An embodiment of a bridge bearing according to the invention is shown in the drawing. Fig. I shows the bridge bearing on the left in the middle section, on the right in the side section, Fig. 2 represents a section along the line A-B in Fig. i, and Fig. 3 shows the bridge bearing in plan view. The bridge i carries on hers Support below a cylindrical bridge pin 2, the diameter of which is somewhat smaller than the distance between the opposing beams of the inner metal frame 3 is. The bearing surface of the journal is a spherical surface with a very large diameter. The pin is thus easily movable in all directions in the inner metal frame 3 stored, so that occurring bridge expansions and fluctuations are not destructive can affect the camp. The inner metal frame 3 rests on the ceramic Pressure body 4 and this in turn on the metallic bearing mount 6. The copper foils 5 as intermediate layers ensure even surface pressure. The camp version 6 is welded to the bridge abutment 7. Four cylindrical ceramic thrust bodies 8 are inside and outside in semicircular bearing brackets io, which with the inner Metal frame 3 and the outer metal frame 9 are welded. The thrust body 8 absorb the shear forces exerted by the bridge, along and across the bridge works.

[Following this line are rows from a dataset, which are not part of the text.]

PR #1292, opened 2024-08-14
feat(getTokenWithPopup): Improve popup open error

ArthurKnoep:
### Changes

This PR introduces a new error class for the `getTokenWithPopup` method: `PopupOpenError`. This error will be thrown if the method is unable to open the popup (most likely because it has been blocked by the browser).

Having a specific error class makes it much easier to catch the error and do specific error handling (such as explaining to the users how to allow popups on their browser)

This PR should be retro-compatible with all developpers running a string comparison with the error message to detect popup permission issues as it uses the same error message.

### Testing

### Checklist

### DIFF
--- a/__tests__/Auth0Client/getTokenWithPopup.test.ts
+++ b/__tests__/Auth0Client/getTokenWithPopup.test.ts
@@ -8,6 +8,7 @@ import * as scope from '../../src/scope';
 import {
   assertPostFn,
   fetchResponse,
+  setupFailingPopup,
   setupFn,
   setupMessageEventLister
 } from './helpers';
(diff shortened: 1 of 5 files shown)


gyaneshgouraw-okta (approved):

gyaneshgouraw-okta:
Hi @ArthurKnoep, while I appreciate the goal of better error handling, this change is not backward compatible as claimed.
In my understanding this is how it may cause breaking error.
```
Before: throw new Error() → error.name = "Error"
After: throw new PopupOpenError() → error.name = "PopupOpenError"
```

While the error message remains the same, the error structure and type have changed, which will break existing error handling code that relies on these properties.

Could you please modify the approach to maintain true backward compatibility while still achieving the improvements?

yogeshchoudhary147 (approved):
This is a great DX improvement! Moving to a specific PopupOpenError is much cleaner and allows for robust instanceof checks in catch blocks.

Well done for keeping the error message identical to maintain full backward compatibility. LGTM!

Pressure body 4 and thrust body 8 are made of densely sintered, ceramic Material, pin 2. Metal frame 3 and 9, bearing socket 6, abutment 7 and: bearing bracket io made of steel. The metal frames 3 and 9 are 'welded together from steel beams.

Claims (1)

PATENT CLAIMS: i. Electrically insulated bridge bearing, characterized in that the bridge pin, which transfers the pressure and shear forces, is mounted with play in an inner metal frame, which is held by ceramic insulators at a certain distance from a bearing socket attached to the bridge abutment and an outer metal frame. z. Bridge bearing according to Claim i, characterized in that a cylindrical ceramic insulating body with a perpendicular axis is provided for the transmission of the compressive forces. 3. Bridge bearing according to claim i or 2, characterized in that four cylindrical ceramic insulating bodies are provided for the transmission of the shear forces; with the axis lying horizontally and passing through the axis of the bridge pin, offset by 90 °, with one end face each resting firmly on the outer surfaces of the inner metal frame, while the outer end faces of the insulating bodies are firmly in contact with the inner surfaces of the outer metal frame. 4. Bridge bearing according to one of claims i to 3, characterized in that the bearing surfaces of the insulating bodies are ground. 5. Bridge bearing according to one of claims i to 4, characterized in that the bearing surfaces of the insulating body have a coating of a metal with a hardness of a to 3 Mohs, z. B. of copper. 6. Bridge bearing according to claim 5, - characterized in that the metal coating according to one of the usual metallization processes, for. B. by spraying, applied and, if necessary, reinforced. Bridge bearing according to Claim 5, characterized in that the metal covering consists of a copper foil. B. bridge bearing according to one of claims i to 7, characterized in that the insulating bodies consist of one of the densely sintered ceramic materials known in electrical engineering. G. Bridge bearing according to one of Claims 1 to 8, characterized in that the inner or outer or the inner and outer metal frame consists of iron or steel girders welded to one another. ok Bridge bearing according to one of Claims i to g, characterized in that the outer metal frame has several cleaning and water drainage openings.